Andy Gorton

Personal information
- Full name: Andrew Gorton
- Date of birth: 23 September 1966 (age 59)
- Place of birth: Salford, England
- Height: 5 ft 11 in (1.80 m)
- Position: Goalkeeper

Youth career
- Oldham Athletic

Senior career*
- Years: Team / Apps / (Gls)
- 1985–1988: Oldham Athletic / 26 / (0)
- 1986–1987: → Stockport County (loan) / 14 / (0)
- 1988: → Tranmere Rovers (loan) / 1 / (0)
- 1988–1989: Stockport County / 34 / (0)
- 1989: Lincoln City / 20 / (0)
- 1989–1990: Glossop North End
- 1990: Oldham Athletic / 0 / (0)
- 1991–1992: Crewe Alexandra / 3 / (0)
- Witton Albion
- Mossley
- 1992–1993: Bury / 0 / (0)
- 1993: → Altrincham (loan)

= Andy Gorton =

English footballer

Andrew Gorton (born 23 September 1966) is an English former professional football goalkeeper. He played in the Football League for Oldham Athletic, Stockport County, Tranmere Rovers, Lincoln City and Crewe Alexandra.

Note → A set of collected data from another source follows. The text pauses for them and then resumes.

PR #167, opened 2021-07-12
✨ Enabled Aggregate API for Virtual Cluster

gyliu513:
**What this PR does / why we need it**:

**Which issue(s) this PR fixes** *(optional, in `fixes #<issue number>(, fixes #<issue_number>, ...)` format, will close the issue(s) when PR gets merged)*:
Fixes https://github.com/kubernetes-sigs/cluster-api-provider-nested/issues/166

@christopherhein @Fei-Guo 

This PR only covered VirtualCluster but does not cover nested control plane, will fix nested control plane in another PR.

@wangjsty ^^

PR #211, opened 2021-08-19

Gorton was born in Salford and joined Oldham Athletic as an apprentice. He progressed to their first team, eventually replacing Andy Goram when he left for Rangers. He had loan spells with Stockport County and Tranmere Rovers before leaving Oldham to join Stockport in 1988. At the end of the 1988–89 season he joined Lincoln City, but was transferred after 20 games, joining non-league Glossop North End for their club record fee paid of £3000 in 1989. He rejoined Oldham Athletic in 1990, again for a fee of £3000, but moved on to Crewe Alexandra on non-contract terms without appearing in the league for Oldham. He played three times for Crewe before joining Witton Albion. Gorton moved from Witton to Mossley playing four times during the 1991–92 season.

He later joined Bury, from where he was on loan to Altrincham in May 1993.